Tracey Thorn: Out of the Woods

Tracey Thorn
Out of the Woods
Virgin
2007-03-20

“I want someone to tie to my apron strings,” Tracey Thorn sang almost 20 years ago on Everything But the Girl’s “Apron Strings”. Now she has a child of her own, three of them, in fact. After 15 years with musical and life partner Ben Watt as Everything But the Girl, Thorn basically retired after EBTG’s Temperamental in 1999, an album that found the duo furthering their use of electronica to augment their cozy, singer-songwriterly music. While Watt established a reputation as a major DJ/label boss in London’s deep house music scene (with his Lazy Dog club night and Buzzin’ Fly record label) Thorn apparently stayed home with the kids, occasionally popping up as a guest vocalist for electronic-leaning acts such as Tiefschwarz.

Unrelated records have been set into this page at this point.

PR #5999, opened 2018-01-16
queryRenderedFeatures crash the map

Scarysize:
Not a feature, but an example which completely crashes the map. I wasn't able to reproduce this in a jsfiddle, that's why I'm providing the sample as a debug page in a PR.

**mapbox-gl-js version**: v0.43.0/current master

### Steps to Trigger Behavior

0. (start the debug server, `npm run start-debug`)
1. Navigate to http://localhost:9966/debug/1178.html
2. Zoom close to the netherlands
3. Move your mouse over the rendered geojson polygons
4. The map & chrome tab get stuck/crash

### Expected Behavior

The map does not crash.

### Actual Behavior

The map crashes.

Hopefully this is reproducible for someone else. I don't think that this is an issue of calling `queryRenderedFeatures` in quick succession, this also happens with a similar setup listening for `click` events.

### DIFF
--- a/debug/1178.html
+++ b/debug/1178.html
@@ -33,7 +33,7 @@
     });
 
     map.on('load', async () => {
-      const geojson = await fetch('https://storage.googleapis.com/storage.ubidev.net/meteogroup/dWU5OHd6Zmg4NzI5cmZjMDh6/geojson/geojsonsample-1178.json').then(res => res.json());
+      const geojson = await fetch('https://storage.googleapis.com/storage.ubidev.net/mapbox-gl-js/329034912902/geojsonsample-1178.json').then(res => res.json());
       map.addSource('src', {
         type: 'geojson',
         data: geojson
--- a/debug/1178.html
+++ b/debug/1178.html
@@ -1,0 +1,59 @@
+<!DOCTYPE html>
+<html>
+
+<head>
+  <title>Mapbox GL JS debug page</title>
+  <meta charset='utf-8'>
+  <meta name="viewport" content="width=device-width, initial-scale=1.0, user-scalable=no">
+  <link rel='stylesheet' href='/dist/mapbox-gl.css' />
+  <style>
+    body {
+      margin: 0;
+      padding: 0;
+    }
+
+    html,
+    body,
+    #map {
+      height: 100%;
+    }
+  </style>
+</head>
+
+<body>
+  <div id='map'></div>
+
+  <script src='/dist/mapbox-gl-dev.js'></script>
+  <script src='/debug/access_token_generated.js'></script>
+  <script>
+
+    const map = window.map = new mapboxgl.Map({
+      container: 'map',
+      style: 'mapbox://styles/mapbox/streets-v10'
+    });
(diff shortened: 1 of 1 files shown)


ansis:
Which version of Chrome are you encountering this with? I was not able to reproduce with `63.0.3239.132`.

How long do you have to move your mouse over the polygons? Does it reliably crash or just every once in a while?

Scarysize:
I just reproduced this on my private MBP 13":
- High Sierra 10.13.2
- Intel Iris Graphics 6100 1536 MB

Now, with the kids out of diapers and presumably off to school, she’s decided to tell her side of the story. As its title suggests, Out of the Woods chronicles Thorn’s past decade of motherhood and partnership with Watt as a rite of passage, one that’s allowed her to finally get back to her craft. Accordingly, Out of the Woods is more of a reassertion than a reinvention; musically, it could be the direct follow-up to Temperamental. Working primarily with ultra-hot producer/mixer Ewan Pearson (as well as a clutch of similarly hip names including Martin Wheeler, Charles Webster, and Buzzin’ Fly signee Alex Santos) she creates a familiar mix of styles that leans heavily toward contemporary electronica, but also has room for traditional folk and piano ballads.

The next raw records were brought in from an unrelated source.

PR #6012, opened 2018-01-18
default marker offset

andrewharvey:
## Launch Checklist

#5661 implemented a default Marker element, this PR applies an offset for that default Marker, so the tip of the marker image is located at the marker lng/lat.

I don't think it needs any special documentation as I'd consider it to be expected behaviour so I consider this to be a bug fix rather than a breaking change.

 - [ ] post benchmark scores

### DIFF
--- a/src/ui/marker.js
+++ b/src/ui/marker.js
@@ -31,8 +31,6 @@ class Marker {
     _pos: ?Point;
 
     constructor(element: ?HTMLElement, options?: {offset: PointLike}) {
-        this._offset = Point.convert(options && options.offset || [0, 0]);
-
         bindAll(['_update', '_onMapClick'], this);
 
         if (!element) {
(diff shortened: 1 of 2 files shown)


src/ui/marker.js
```diff
@@ -127,8 +125,22 @@ class Marker {
             svg.appendChild(page1);
 
             element.appendChild(svg);
+
+            // if no element and no offset option given apply an offset for the default marker
+            const defaultMarkerOffset = [0, -14];
```
mollymerp: did you determine the -14 through trial and error or some other way? seeing that the SVG is 41px tall makes this number non-obvious to me, although it looks great when I tested the branch. it would be nice to avoid hardcoding this constant and get the offset from some of the SVG properties.

andrewharvey: I actually opened the SVG in Inkscape and measured the distance from the image center to where the tip is, but you could calculate it based on the center of the shadow ellipse, from the SVG, but it would add a fair bit more code and not sure how useful that would be. I've added some comments on where the -14 magic number came from.

What do you think, should be leave it as is with the comment or go ahead and calculate it on the fly from the SVG?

Consequently, Thorn sounds as in-her-element and comfortable as ever. She’s always been a singular talent in the pop music world, with her overall approach, as well as her singing voice. Cool and laconic where others can’t resist being shrill and overdone, she’s the anti-diva. And in using electronic music as a backdrop for a range of real emotions rather than a “look at me now!” stab at continued relevance, she’s the anti-Kylie, too. From EBTG’s first original single, “Each and Every One”, she’s always conveyed a subtle, yet unmistakable, feminism by simply being a woman and being honest about it — a much more effective approach than the sex-tease posturing Sheryl Crow, Liz Phair, and others have resorted to. Nowhere on Out of the Woods is that more evident than on her cover of ’80s NYC non-conformist composer Arthur Russell’s “Get Around To It”. “Show me what the girl does / To the boy / If you can get around to it”, Thorn sings in her seductively offhand manner, as Pearson’s funky, quirky, Afro-beat-influenced production recalls prime Talking Heads. For longtime Thorn fans, the song is doubly fun because it presents her in a new context — a bit goofy, playful, and overtly sexual.

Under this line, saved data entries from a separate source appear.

PR #6026, opened 2018-01-19
Align projection matrix to pixel grids to draw crisp raster tiles

kkaefer:
This changes our projection matrix to be aligned to the pixel grid to fix blurry raster tiles at integer zoom levels (https://github.com/mapbox/mapbox-gl-js/issues/4552).

While this change works great

before:
expected

after:
actual

and produces the same level of crispness as a Leaflet map of the same raster tiles, it also changes the behavior of some of our APIs: it is no longer possible to roundtrip a point through our transform object and get the same result back, since all transformations are now aligned to this pixel grid. It also slightly shifts rendering of all other items (shapes, lines, symbols) by up to half a pixel, which results in hundreds of rendering "errors".

One way to solve this would be to use the pixel-aligned projection matrix only for raster (and terrain?) tiles. However, this means that our raster tiles might be shifted by up to half a pixel compared to the rest of the data we are drawing on the screen. In reality, I doubt that this will be noticeable, but something we should consider before merging this.

A notable discovery is that pixel alignment of our map depends on whether the viewport has even or odd dimensions.


kkaefer:
Update: changed this PR so that it only pixel-grid-aligns raster tiles. On my machine, this produces perfectly crisp output on regular and retina screens in all browsers and for all viewport dimensions.

kkaefer:
Testing-wise, it'd be cool to have a few people with different GPUs test this change. For this purpose, I've checked in a http://localhost:9966/debug/raster-streets.html#3/0/0 file. Use (shift-)double-click to zoom in(out) to remain on integer zoom levels (or manually manipulate the hash).

kkaefer:
Also added the ability to draw crisp rasters at 90 and 270 degrees rotation + tests.

src/geo/transform.js
```diff
@@ -398,10 +401,11 @@ class Transform {
      * Calculate the posMatrix that, given a tile coordinate, would be used to display the tile on a map.
      * @param {UnwrappedTileID} unwrappedTileID;
      */
-    calculatePosMatrix(unwrappedTileID: UnwrappedTileID): Float32Array {
+    calculatePosMatrix(unwrappedTileID: UnwrappedTileID, aligned: boolean = false): Float32Array {
         const posMatrixKey = unwrappedTileID.key;
-        if (this._posMatrixCache[posMatrixKey]) {
-            return this._posMatrixCache[posMatrixKey];
+        const cache = aligned ? this._alignedPosMatrixCache : this._posMatrixCache;
+        if (!aligned && cache[posMatrixKey]) {
```
lbud: 🤔 would we not want to use the `alignedPosMatrixCache` result if it's available?

lbud: 🤔 would we not want to use the `alignedPosMatrixCache` result if it's available?

kkaefer: Ah, good catch. That’s an artifact from a different approach I tried.

ryanbaumann:
cc @pdgoodman @aag6z

ibesora:
Amazing work @kkaefer 
Time to ditch Leaflet!

jaapster:
Thanks @kkaefer!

If only more of Out of the Woods found Thorn stepping outside herself like that. Although there’s nothing wrong with the chunky hip-hop beats of the otherwise downcast “A-Z” and “Easy”, or the thumping electro-pop of the winning single “It’s All True”, they’re hardly surprising, and risk becoming dated by the current trend toward ’80s-leaning analog synth squeals. The slowed-down vintage Chicago house groove of “Falling Off a Log”, though, is another high point. Watt handled most of the arranging for EBTG, and the meandering, quasi-demo feeling of ballads “Here It Comes Again” and “By Piccadilly Station I Sat Down and Wept” shows Pearson doesn’t quite have the touch with softer material. The only real misfires, however, are “Grand Canyon” (which is meant to be a tribute to Watt’s clean Buzzin’ Fly sound but falls a bit flat) and the tepid “Raise the Roof”, which sounds disturbingly like MOR, adult-alternative-pandering phase Annie Lennox. Throughout, Thorn does explore the upper range of her voice, usually with great success, although the preponderance of phasing effects is unnecessary at best.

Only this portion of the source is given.